В печи потрескивает плавник, обуглившиеся головешки рассыпаются, в последний раз вспыхивают ярким светом и гаснут.
— На Диксон идешь, дядя Терень? — тихо спрашивает Арсений.
— На Диксон.
Оба молчат.
— Почту возьмешь?
— Возьму.
И опять долго молчат.
— И ответа дождешься?
— Дождусь.
Дядя Терень встает и идет к койке. Расстилает тулуп, готовит постель.
— Так я напишу… дядя Терень, — нерешительно и словно виновато говорит Арсений.
— А напиши, напиши…
И, пока дядя Терень спит, Арсений сочиняет радиограмму. Он рвет листок за листком, грызет ручку, снова пишет. Его лицо попеременно отражает все человеческие чувства: от нежной любви до яростной злобы, от дикого отчаянья до тихой надежды.
Через четыре часа старик уже на ногах. Время дорого, а путь далек. Арсений провожает. Идут молча. На берегу прощаются.
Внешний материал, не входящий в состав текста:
PR #222, opened 2017-09-25
Changed ng-show to ng-if for blueprint option

Chris-Thornton-Harvard:
Safari was not properly handling ng-show for the BLU option in the dropdown menu. This caused BLU to be a selectable option outside of checking the box. This changed the ng-show for that option to ng-if.
Currently deployed on dev.
Tested on Chrome, Firefox and Safari.


sapnamysore:
👍 . verified the deployed fix on safari and FF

Арсений крепко жмет руку дяди Тереня и, заглядывая в глаза, спрашивает:
— Так ждать?
— Жди, парень, жди…
Теперь путь дяди Тереня лежит напрямик, через бухту.
Арсений долго еще стоит на высоком берегу и глядит, как бредет по льду старик, перепрыгивает через трещины, обходит забереги, проваливается в бродный мокрый снег, падает, подымается и снова идет. Мешок подпрыгивает на его спине. В мешке телеграмма.
Наконец проклятая бухта позади. Дядя Терень выбирается на берег. Отряхивает снег со штанов, с сапог, садится на кочку посуше и переводит дыхание.
Вёсны ли стали хуже, или годы уже не те, только все трудней и трудней становится старику дорога.
«Еще год-два похожу, а там и на покой!» — думает он, вытирая пот со лба и с шеи.
Небо над тундрой голубое, высокое, чуть-чуть влажное — такое, как дома в апреле. Так же пахнет земля, сырая, развороченная. Так же звенит вода. Так же кричит гусь на озере. Только жаворонка нет.